Even if we're wrong, it's exactly this kind of feedback loop that's built into
the product and ultimately helps make the data better for everyone else.

------
ishansgupta
I should also mention we have new browser extensions for chrome - [1] and
firefox - [2]

[1] [https://chrome.google.com/webstore/detail/sitestacks-
instant...](https://chrome.google.com/webstore/detail/sitestacks-instant-
tech-l/nnknmohbeolbkgeggkiaifelfkdlnfak)

[2] [https://addons.mozilla.org/en-
US/firefox/addon/sitestacks/re...](https://addons.mozilla.org/en-
US/firefox/addon/sitestacks/reviews/)

------
enitihas
Also see Whatruns which was on hn last month :
[https://news.ycombinator.com/item?id=15098028](https://news.ycombinator.com/item?id=15098028)

------
justboxing
> We’re looking for feedback on how this can be better, and open to partnering
> with others who want to make use of this data for good.
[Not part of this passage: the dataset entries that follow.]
PR #861, opened 2023-10-05
feat: support `SpokePoolVerifier` contract for native and enabled routes

dohaki:
This PR uses the `deposit` of a `SpokePoolVerifier` contract if enabled via the `routes.json` config file and if the sending token is a native one.

Closes ACX-1589

Needs https://github.com/across-protocol/scraper-api/pull/266 before it can be merged.


src/data/routes_1_0xc186fA914353c44b2E33eBE05f21846F1048bEda.json
```diff
@@ -1708,5 +1708,27 @@
...
+      "address": "0x269727F088F16E1Aea52Cf5a97B1CD41DAA3f02D"
+    },
+    {
+      "chain": 8453,
+      "address": "0x269727F088F16E1Aea52Cf5a97B1CD41DAA3f02D"
+    },
+    {
+      "chain": 42161,
+      "address": "0x269727F088F16E1Aea52Cf5a97B1CD41DAA3f02D"
+    }
```
james-a-morris, line 1732: Per the contract docs, the `SpokePoolVerifier` is deployed via `Create2` to the same address on all chains. We can simplify the structure to something like the following:
```
"spokePoolVerifier": {
    "address": "0x269727F088F16E1Aea52Cf5a97B1CD41DAA3f02D",
    "chains": [1, 10, 137, 8453, 42161]
}

```

Doc reference: https://github.com/across-protocol/contracts-v2/blob/99f904a1e813bbc69e410cb30ab1ed721d137af2/contracts/SpokePoolVerifier.sol#L7-L13

src/data/routes_1_0xc186fA914353c44b2E33eBE05f21846F1048bEda.json
james-a-morris, line 1: We should reflect this addition to the Goerli route for consistency

src/utils/bridge.ts
```diff
@@ -178,14 +178,34 @@ export async function sendAcrossDeposit(
...
-  if (!code) {
+
+  // We send native tokens to the SpokePoolVerifier contract if enabled for the chain.
+  const shouldUseSpokePoolVerifier =
+    config.enabledSpokePoolVerifierChains.has(fromChain) && isNative;
+
+  const spokePool = config.getSpokePool(fromChain);
+  const spokePoolVerifier = shouldUseSpokePoolVerifier
+    ? config.getSpokePoolVerifier(fromChain)
+    : undefined;
```
james-a-morris, line 190: Could we pack this logic into the `config.getSpokePoolVerifier`? It could return `undefined` if the chain isn't available.

src/utils/bridge.ts
```diff
@@ -178,14 +178,34 @@ export async function sendAcrossDeposit(
...
+      : Promise.resolve(true),
+  ]);
+  if (!spokePoolCode) {
     throw new Error(`SpokePool not deployed at ${spokePool.address}`);
   }
+  if (!spokePoolVerifierCode) {
+    throw new Error(
+      `SpokePoolVerifier not deployed at ${spokePoolVerifier?.address}`
+    );
+  }
```
james-a-morris, line 205: Do these conditions check that any contract is deployed to these addresses or that the `SpokePool` and `SpokePoolVerifier` contracts are deployed to these addresses? If the former, we may want to revise these errors to indicate that no contract is deployed to the address.

src/utils/bridge.ts
```diff
@@ -178,14 +178,34 @@ export async function sendAcrossDeposit(
...
+
+  const spokePool = config.getSpokePool(fromChain);
+  const spokePoolVerifier = shouldUseSpokePoolVerifier
+    ? config.getSpokePoolVerifier(fromChain)
+    : undefined;
+
+  const [spokePoolCode, spokePoolVerifierCode] = await Promise.all([
+    provider.getCode(spokePool.address),
+    spokePoolVerifier
+      ? await provider.getCode(spokePoolVerifier.address)
```
james-a-morris, line 195: Do we need this additional await? Should the promise be resolved in the `Promise.all( )`?
```suggestion
      ? provider.getCode(spokePoolVerifier.address)
```

src/utils/bridge.ts
```diff
@@ -178,14 +178,34 @@ export async function sendAcrossDeposit(
...
+      : Promise.resolve(true),
+  ]);
+  if (!spokePoolCode) {
     throw new Error(`SpokePool not deployed at ${spokePool.address}`);
   }
+  if (!spokePoolVerifierCode) {
```
james-a-morris, line 201: If I recall correctly, would we need to check that `!spokePoolCode || spokePoolCode === "0x"` and `!spokePoolVerifierCode || spokePoolVerifierCode === "0x"`

james-a-morris (commented):
Left some comments

src/data/routes_1_0xc186fA914353c44b2E33eBE05f21846F1048bEda.json
dohaki: Yea you are right. I somehow thought that it would make sense to keep the granularity in case the address would differ (like on zkSync) but then I realized it doesn't add the desired protection if the address differs. Will change to your suggested structure.

src/data/routes_1_0xc186fA914353c44b2E33eBE05f21846F1048bEda.json
dohaki: Changed here https://github.com/across-protocol/frontend-v2/pull/861/commits/33a177c3d706aace715e0e5be10d97b3f413bdc3

src/utils/bridge.ts
dohaki: Changed here https://github.com/across-protocol/frontend-v2/pull/861/commits/79f059456f0ff72f00507398365b291ca10a520e

src/utils/bridge.ts
dohaki: Hmm yea, it is actually the former... So, do you mean changing the error message to
```
No contract deployed at XXX
```
is better?

src/utils/bridge.ts
dohaki: Changed https://github.com/across-protocol/frontend-v2/pull/861/commits/720e5fbdd7c67bc5bda8afaf6435040a16b2f898

src/utils/bridge.ts
dohaki: Yup that's right! Changed

james-a-morris (approved):
LGTM! Thanks for reviewing my comments

PR #862, opened 2023-10-05
improve: simulate relay gas fees for messages

james-a-morris:
We will require the following PR to be merged first: https://github.com/across-protocol/sdk-v2/pull/427

Fixes ACX-1529, ACX-1575, and ACX-1574


api/suggested-fees.ts
```diff
@@ -78,6 +84,31 @@ const handler = async (
...
+    }
+
+    const messagePayload =
+      sdk.utils.isDefined(message) && sdk.utils.isDefined(recipientAddress)
+        ? {
+            message,
+            recipientAddress,
+            relayerAddress,
+          }
+        : undefined;
```
mrice32, line 110: As discussed in the other PR, it would be nice to be able to carry forward the recipient address even if the message isn't defined.

api/_utils.ts
```diff
@@ -492,22 +482,43 @@ export const getTokenSymbol = (tokenAddress: string): string => {
...
+    } else {
+      // Otherwise, we throw a 500.
+      throw new Error(
+        `Could not process relayer fee details.
+      ${
+        sdk.utils.isDefined(messagePayload)
+          ? " The likely cause is related to message payload."
+          : ""
+      }`
+      );
```
mrice32, line 519: nit: I think it's (ironically) error prone to have switching logic based on the text of a thrown error.

Prefer returning a distinct error type to indicate the _type_ of issue that came up during processing. Each type of error can have its own error type or you can always return your custom error type and have that error type have a readable property (an enum for instance) that will tell you what type of issue occured (input error vs processing error).

mrice32 (commented):
Looks good, just a few comments!

api/suggested-fees.ts
james-a-morris: Done: https://github.com/across-protocol/frontend-v2/pull/862/commits/80cb76f5159902db393a33ce2fc5155571e4ba56

api/_utils.ts
james-a-morris: Fair point - most of the errors are now being checked for in the FE itself. So, this is now resolved per https://github.com/across-protocol/frontend-v2/pull/862/commits/1abe39e004dd4fde3782cfc4e860d02e1fa950c7

api/suggested-fees.ts
```diff
@@ -78,6 +85,46 @@ const handler = async (
     ]);
     const { l1Token, hubPool, chainId: computedOriginChainId } = tokenDetails;
 
+    if (sdk.utils.isDefined(message) && !sdk.utils.isMessageEmpty(message)) {
+      if (message.length % 2 !== 0) {
+        // Our message encoding is a hex string, so we need to check that the length is even.
+        throw new InputError("Message must be an even hex string");
```
nicholaspai, line 91: nit: Is there no helper method we can use from `ethers` to more accurately determine if its a hex encoded?

api/suggested-fees.ts
```diff
@@ -78,6 +85,46 @@ const handler = async (
...
+      }
+      const isRecipientAContract = await sdk.utils.isContractDeployedToAddress(
+        recipientAddress,
+        provider
+      );
+      if (!isRecipientAContract) {
+        throw new InputError(
+          "Recipient address with a contract deployed to it is required when a message is provided"
```
nicholaspai, line 99:
```suggestion
          "Recipient must be a contract when a message is provided"
```

This is needlessly complicated IMO

api/suggested-fees.ts
```diff
@@ -78,6 +85,46 @@ const handler = async (
...
+        // of the `handleAcrossMessage` we will check that the balance of the relayer is sufficient to
+        // support this deposit.
+        const destinationToken =
+          sdk.utils.getL2TokenAddresses(l1Token)?.[Number(destinationChainId)];
+        if (!sdk.utils.isDefined(destinationToken)) {
+          throw new InputError(
+            `Could not resolve token address on ${destinationChainId} for ${l1Token}`
+          );
+        }
+        const balanceOfToken = await sdk.utils.getTokenBalance(
```
nicholaspai, line 115: so this is where I think we might want to add an endpoint `get-balance` where we can cache the balance for the `relayerAddress`, `destinationToken` and chain where `provider` to get some speedup on average.

api/suggested-fees.ts
```diff
@@ -78,6 +85,46 @@ const handler = async (
...
+          relayerAddress,
+          destinationToken,
+          provider
+        );
+        if (balanceOfToken.lt(amountInput)) {
+          throw new InputError(
+            `Quotes for partial filling when message is defined are unavailable.`
```
nicholaspai, line 122: I don't think this is going to be a helpful error message to the user. The error should instead be indicating that the `relayerAddress` doesn't have enough funds to fully fill the message and the user should contact our support team for help.

nicholaspai (commented):
Nice, just some nits

api/suggested-fees.ts
james-a-morris: Not really. This is an issue of the representation of the byte representation being off since we have a byte array and bytes are stored with 2 hex decimals (2 4-bit hex digits).

We could pad for these edge cases by adding a `0x0${oddLengthHex}` but we could also consider this to be an error path.

james-a-morris: That said - I've added a check to make sure the data takes the form of `0x[0-9a-fA-F]` with `ethers.utils.isHexString()` but this won't check for the uneven representation because even though you can't accurately represent a byte array with `0xa` it's still a valid hex string.

api/suggested-fees.ts
james-a-morris: https://github.com/across-protocol/frontend-v2/pull/862/commits/a8e7c84a9c751734ff705059e7bd2c31e570f68c

james-a-morris: https://github.com/across-protocol/frontend-v2/pull/862/commits/703312bb7db53f7766a41cc3ac2db9e4feb781ca

api/_utils.ts
```diff
@@ -589,23 +609,63 @@ export const isRouteEnabled = (
...
   account: string,
+  token?: string,
   blockTag: number | "latest" = "latest"
 ): Promise<BigNumber> => {
-  return ERC20__factory.connect(token, getProvider(Number(chainId))).balanceOf(
+  const provider = getProvider(Number(chainId));
+  if (sdk.utils.isDefined(token)) {
+    return sdk.utils.getTokenBalance(account, token, provider, blockTag);
+  } else {
+    return provider.getBalance(account, blockTag);
```
nicholaspai, line 630: Do we expect that `token` is undefined when the caller is intending to get balance of native token..? That seems unintuitive for me, I'd rather `token` be defined and then check if token is native, and then do the `sdk.utils.getTokenBalance`/`provider.getBalance` swap

api/account-balance.ts
```diff
@@ -0,0 +1,70 @@
...
+      account: account,
+      token: token,
+      isNative: token === undefined,
+      tag: blockTag,
+    };
+    // Determine the age of the caching of the response
+    // 1. If the blockTag is specified, then we can cache for 5 minutes (300 seconds)
+    // 2. If the blockTag is not specified, the "latest" block is used, and we should
+    //    only cache for 10 seconds.
+    const cachingTime = blockTag ? 300 : 10;
```
nicholaspai, line 50: won't `blockTag` mostly be unspecified since we usually want latest? Why only 10 seconds for latest?

api/limits.ts
```diff
@@ -149,12 +150,13 @@ const handler = async (
         ethers.BigNumber.from("10").pow(18),
         computedOriginChainId,
         Number(destinationChainId),
+        utils.randomAddress(),
```
nicholaspai, line 153: should this really be random? Would rather this be a known dummy address, just incase some real address collision on the `destinationChainId` causes issues

api/account-balance.ts
```diff
@@ -0,0 +1,70 @@
...
+  logger.debug({
+    at: "AccountBalance",
+    message: "Query data",
+    query,
+  });
+  try {
+    // Validate the query parameters
+    assert(query, AccountBalanceQueryParamsSchema);
+    // Deconstruct the query parameters
+    let { token, account, chainId, blockTag } = query;
```
nicholaspai, line 34: Why do we want to support the `blockTag` to be specified? Isn't the main use case to grab balance at the "latest" block? Then we can cache that "latest" result for 5 mins

nicholaspai (commented):
Great start, left some comments

api/account-balance.ts
james-a-morris: Removed: https://github.com/across-protocol/frontend-v2/pull/862/commits/bc6c8f73b975ca0f6a1025a16ca36003ac8730c9

api/account-balance.ts
james-a-morris: https://github.com/across-protocol/frontend-v2/pull/862/commits/bc6c8f73b975ca0f6a1025a16ca36003ac8730c9

Updated & resolved timing offline

api/_utils.ts
james-a-morris: `token` in this case is the address for the associated `ERC20` token. Should we not let it be an address and instead make it a symbol?

api/limits.ts
james-a-morris: The likelihood here would be very low assuming that `ethers` is using a regular implementation of a PRNG. However, I have changed this to use `0x893d0d70ad97717052e3aa8903d9615804167759` here: https://github.com/across-protocol/frontend-v2/pull/862/commits/682126802e21201ca5aed8a4aff88f54ca05101c

api/_utils.ts
```diff
@@ -589,23 +612,63 @@ export const isRouteEnabled = (
...
- * @param blockTag A blockTag to specify a historical balance date
+ * @param blockTag A blockTag to specify a historical balance date or the latest balance
  * @returns A promise that resolves to the BigNumber of the balance
  */
 export const getBalance = (
   chainId: string | number,
-  token: string,
   account: string,
+  token?: string,
   blockTag: number | "latest" = "latest"
```
nicholaspai, line 627: Why even support `blockTag` versus always querying latest?

api/_utils.ts
nicholaspai: It's fine the way it is, I just don't love that `undefined` defaults to native gas token, that doesn't seem like a natural logical jump

api/_utils.ts
```diff
@@ -589,23 +612,63 @@ export const isRouteEnabled = (
...
+ * @param token The valid ERC20 token address on the given `chainId`. If undefined, the native currency will be used
+ * @param account A valid Web3 wallet address
+ * @param blockTag A blockTag to specify a historical balance date or the latest balance
+ * @returns A promise that resolves to the BigNumber of the balance
+ */
+export const getCachedTokenBalance = async (
+  chainId: string | number,
+  account: string,
+  token?: string,
+  blockTag: number | "latest" = "latest"
```
nicholaspai, line 650: same question as above, why even support `blockTag` overriding instead of just using latest

james-a-morris: https://github.com/across-protocol/frontend-v2/pull/862/commits/fef8c7a170bb8b4c89673a51c1867147de121c35

api/_utils.ts
james-a-morris: https://github.com/across-protocol/frontend-v2/pull/862/commits/fef8c7a170bb8b4c89673a51c1867147de121c35

api/account-balance.ts
```diff
@@ -0,0 +1,61 @@
...
+    at: "AccountBalance",
+    message: "Query data",
+    query,
+  });
+  try {
+    // Validate the query parameters
+    assert(query, AccountBalanceQueryParamsSchema);
+    // Deconstruct the query parameters
+    let { token, account, chainId } = query;
+    // Rely on the utils to query the balance of either the native
```
nicholaspai, line 34: need to change this comment

api/_utils.ts
```diff
@@ -487,25 +477,58 @@ export const getTokenSymbol = (tokenAddress: string): string => {
...
  * @returns The a promise to the relayer fee for the given `amount` of transferring `l1Token` to `destinationChainId`
  */
-export const getRelayerFeeDetails = (
+export const getRelayerFeeDetails = async (
   l1Token: string,
   amount: sdk.utils.BigNumberish,
   originChainId: number,
   destinationChainId: number,
-  tokenPrice?: number
+  recipientAddress = "0x893d0d70ad97717052e3aa8903d9615804167759", // A known dummy address
```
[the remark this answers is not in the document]
james-a-morris: The only usage of `constants` in the SDK is for the RelayerAddress. This is the recipient & it was added so that we only had to specify the dummy address in one location. 

I'm not sure adding a recipient address to the `/limits` would benefit the endpoint as this recipient is just needed to resolve the minimum deposit for a dummy fill request.

api/limits.ts
```diff
@@ -149,34 +150,25 @@ const handler = async (
...
+          getCachedTokenBalance(destinationChainId!, destinationToken, relayer)
         )
       ),
       Promise.all(
         transferRestrictedRelayers.map((relayer) =>
-          getBalance(
-            destinationChainId!,
-            destinationToken,
-            relayer,
-            BLOCK_TAG_LAG
```
nicholaspai, line 171: How was `BLOCK_TAG_LAG` being used before? IIUC i don't see this parameter passed to `getBalance` in `_utils`..?

nicholaspai (commented):
One question https://github.com/across-protocol/frontend-v2/pull/862/files#r1372068764

api/limits.ts
james-a-morris: It was passed to all `getBalance()` calls in the `/limits` https://github.com/across-protocol/frontend-v2/blob/33ddbde87d77df52144bed72bd2c9751973fd38b/api/limits.ts#L155-L182

api/_utils.ts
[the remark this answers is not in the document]
james-a-morris: Resolved offline ^

api/limits.ts
james-a-morris: The `_utils.ts` `getBalance()` had an optional `blockTag` parameter:

```
export const getBalance = (
  chainId: string | number,
  token: string,
  account: string,
  blockTag: number | "latest" = "latest"
): Promise<BigNumber> => {
  return ERC20__factory.connect(token, getProvider(Number(chainId))).balanceOf(
    account,
    { blockTag }
  );
};
```

james-a-morris:
@nicholaspai rerequested due to needing a UI change to accommodate the new request.

nicholaspai (approved):
LGTM but do we need to make changes to the relayer or let other callers of the API know before we merge and deploy?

Responding to the feedback and data discrepancies mentioned here would be a
good start. The HN community here is testing this for you for free and
providing you with valuable feedback, and asking you questions that you need
to answer, if you want to make your product useful.

I don't see you (OP) responding to anyone. The 2 posts from you are both
promoting the site.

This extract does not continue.